The main approaches to performance tuning in large Salesforce deployments rely on reducing the number of records that the system must process. If the number of retrieved records is sufficiently small, the platform might use standard database constructs like indexes or de-normalization to speed up the retrieval of data.
Approaches for reducing the number of records include:
- Reducing scope by writing queries that are narrow or selective.
For example, if the Account object contains accounts distributed evenly across all states, then a report that summarizes accounts by cities in a single state is much broader—and takes longer to execute—than a report that summarizes accounts by a single city in a single state.
- Reducing the amount of data kept active
For example, if your volume of data is increasing, performance can degrade as time goes by. A policy of archiving or discarding data at the same rate at which it comes into the system can prevent this effect.
The customer needed to aggregate monthly and yearly metrics using standard reports. The customer’s monthly and yearly details were stored in custom objects with four million and nine million records, respectively. The reports were aggregating across millions of records across the two objects, and performance was less than optimal.
The solution was to create an aggregation custom object that summarized the monthly and yearly values into the required format for the required reports. The reports were then executed from the aggregated custom object. The summarization object was populated using batch Apex.
Custom Search Functionality
The customer needed to search in large data volumes across multiple objects using specific values and wildcards. The customer created a custom Visualforce page that would allow the user to enter 1–20 different fields, and then search using SOQL on those combinations of fields.

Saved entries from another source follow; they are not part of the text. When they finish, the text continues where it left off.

PR #2128, opened 2026-07-29
fix: stop answering DSR 7/8 with plain text in ScreenTerminal

uchiha-bug-hunter:
`ScreenTerminal` wired to a `LineDisciplineTerminal`, application prints `\e[7n`:

    before:  terminal.reader().read(200) -> 103   ('g', first char of "gogo-term")
    after:   terminal.reader().read(200) -> -2    (READ_EXPIRED)

`csi_DSR` answered `CSI 7 n` and `CSI 8 n` with the bare strings `gogo-term` and
`1.0-SNAPSHOT`. Replies land in `vt100_out`, which `ScreenTerminalOutputStream.flush()`
hands to the feedback stream set up by `wireTerminal`, i.e.
`LineDisciplineTerminal.processInputByte`. Every other reply here is a framed control
sequence the reading application consumes as a report, so these two arrive as ordinary
keystrokes: anything printed through the screen (a file opened in a pager, a log line, a
remote peer's output in a WebTerminal or SwingTerminal session) can type text into the
session the LineReader is reading.

Neither 7 nor 8 is an ECMA-48 DSR request and nothing in jline queries them, so both
branches are dropped. The standard reports (5, 6, ?6, ?15, ?25, ?26, ?53) are unchanged.

## Summary by CodeRabbit

* **Bug Fixes**
  * Corrected terminal status-report handling so unsupported requests no longer return misleading terminal information.
  * Preserved standard cursor position and terminal size status responses.
  * Prevented unanswered status requests from appearing as user input.

### DIFF
--- a/terminal/src/main/java/org/jline/utils/ScreenTerminal.java
+++ b/terminal/src/main/java/org/jline/utils/ScreenTerminal.java
@@ -1269,10 +1269,6 @@ public class ScreenTerminal implements Sized {
             vt100_out = "\u001b[0n";
         } else if ("6".equals(ps[0])) {
             vt100_out = "\u001b[" + (cy + 1) + ";" + (cx + 1) + "R";
-        } else if ("7".equals(ps[0])) {
-            vt100_out = "gogo-term";
-        } else if ("8".equals(ps[0])) {
-            vt100_out = "1.0-SNAPSHOT";
         } else if ("?6".equals(ps[0])) {
             vt100_out = "\u001b[" + (cy + 1) + ";" + (cx + 1) + ";0R";
         } else if ("?15".equals(ps[0])) {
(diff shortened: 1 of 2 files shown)


gnodet (approved):
Clean, well-motivated bugfix. The plain-text DSR 7/8 replies ("gogo-term" and "1.0-SNAPSHOT" — vestiges of the Apache Karaf Gogo shell origin) were being fed back as terminal input through the `vt100_out` feedback path, causing arbitrary text to appear as user keystrokes. The fix is minimal and correct:

- **4 lines removed** — the two `case` branches that replied with bare text instead of framed control sequences
- **Comment added** explaining the rationale alongside the existing trailing block comments
- **Tests** cover both the unit level (DSR 7 and 8) and the wired terminal level (DSR 7), following existing project patterns

No consumer in JLine or known downstream code queries DSR 7 or DSR 8, so removing these branches has no compatibility impact.

Minor note: the end-to-end `testDsrReplyIsNotTypedIntoTerminalInput` only exercises DSR 7 — adding DSR 8 would make it symmetric, though the unit test already covers both paths.

LGTM.

uchiha-bug-hunter:
Done, the wired test now sends ESC[8n alongside ESC[7n so both dropped replies are checked through LineDisciplineTerminal. Still 55/55 in ScreenTerminalTest.

gnodet (approved):
Re-review after new commit (`99507ac`): the added DSR 8 coverage in `testDsrReplyIsNotTypedIntoTerminalInput` closes the gap — both DSR 7 and DSR 8 are now exercised through the wired `VirtualTerminal` path, not just at the raw `ScreenTerminal.read()` level. Correct and valuable.

uchiha-bug-hunter:
Thanks for the merge, good to have those gogo-era replies gone.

Search optimization became difficult because:
- When many values were entered, the WHERE clause was large and difficult to tune. When wildcards were introduced, the queries took longer.
- Querying across multiple objects was sometimes required to satisfy the overall search query. This practice resulted in multiple queries occurring, which extended the search.
- SOQL is not always appropriate for all query types.
The solutions were to:
- Use only essential search fields to reduce the number of fields that could be searched. Restricting the number of simultaneous fields that could be used during a single search to the common use cases allowed Salesforce to tune with indexes.
- De-normalize the data from the multiple objects into a single custom object to avoid having to make multiple querying calls.
- Dynamically determine the use of SOQL or SOSL to perform the search based on both the number of fields searched and the types of values entered. For example, very specific values (i.e., no wild cards) used SOQL to query, which allowed indexes to enhance performance.
Tip: Searches that contain a leading wildcard are better performed by SOSL than SOQL.
Indexing with Nulls
The customer needed to allow nulls in a field and be able to query against them. Because single-column indexes for picklists and foreign key fields exclude rows in which the index column is equal to null, an index could not have been used for the null queries.
The best practice would have been to not use null values initially. If you find yourself in a similar situation, use some other string, such as N/A, in place of NULL. If you cannot do that, possibly because records already exist in the object with null values, create a formula field that displays text for nulls, and then index that formula field.
For example, assume the Status field is indexed and contains nulls.
Issuing a SOQL query similar to the following prevents the index from being used.
WHERE Status__c = ”
Instead, you can create a formula called Status_Value.
Status_Value__c = IF(ISBLANK(Status__c), “blank”, Status__c)
This formula field can be indexed and used when you query for a null value.
WHERE Status_Value__c = ‘blank’
This concept can be extended to encompass multiple fields.
WHERE Status_Value__c = ” OR Email = ”
Thanks for reading this blog post on dealing with Large Data on Salesforce.